**Directions**
The complete set of records should be given again verbatim.
▬▬▬
PR #782, opened 2017-05-23
Refuse to run as root

### LINKED ISSUE #387: "haas init_db" should run as haas_user if run as root
If running `haas init_db` as root, the database is created as root and the haas_user cannot access it properly.

init_db should detect if running as root, and if so either su to the haas user (`os.setuid()`) or chown the file as appropriate.

zenhack:
Fixes #387

Note that I didn't bother with checking the db permissions; actually getting that right is a bit finicky, and refusing to run as root will prevent most cases of that in the first place. (As discussed there, given that this only affects sqlite, it's unlikely to come up much in practice, since  folks will mostly be using postgres in prod).

Re: testing, I did manual verification of this (both positive and negitive, with both affected commands), but thought it not worth trying to write unit tests that run the commands as root -- the impact of a bug is relatively low, and it complicates the test infrastructure a bit.

//cc @henn, @naved001, @knikolla

### DIFF
--- a/haas/cli.py
+++ b/haas/cli.py
@@ -15,6 +15,7 @@
 """This module implements the HaaS command line tool."""
 from haas import config, server, migrations
 from haas.config import cfg
+from haas.commands.util import ensure_not_root
 
 import inspect
 import json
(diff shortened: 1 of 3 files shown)


henn:
FYI - I think the test failures are addressed by #774

naved001:
@shwsun this is a small PR. can you review this?

zenhack:
Cool, I'll hit merge then.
▬▬▬
**Response box**
PR #782, opened 2017-05-23
Refuse to run as root

### LINKED ISSUE #387: "haas init_db" should run as haas_user if run as root
If running `haas init_db` as root, the database is created as root and the haas_user cannot access it properly.

init_db should detect if running as root, and if so either su to the haas user (`os.setuid()`) or chown the file as appropriate.

zenhack:
Fixes #387

Note that I didn't bother with checking the db permissions; actually getting that right is a bit finicky, and refusing to run as root will prevent most cases of that in the first place. (As discussed there, given that this only affects sqlite, it's unlikely to come up much in practice, since  folks will mostly be using postgres in prod).

Re: testing, I did manual verification of this (both positive and negitive, with both affected commands), but thought it not worth trying to write unit tests that run the commands as root -- the impact of a bug is relatively low, and it complicates the test infrastructure a bit.

//cc @henn, @naved001, @knikolla

### DIFF
--- a/haas/cli.py
+++ b/haas/cli.py
@@ -15,6 +15,7 @@
 """This module implements the HaaS command line tool."""
 from haas import config, server, migrations
 from haas.config import cfg
+from haas.commands.util import ensure_not_root
 
 import inspect
 import json
(diff shortened: 1 of 3 files shown)


henn:
FYI - I think the test failures are addressed by #774

naved001:
@shwsun this is a small PR. can you review this?

zenhack:
Cool, I'll hit merge then.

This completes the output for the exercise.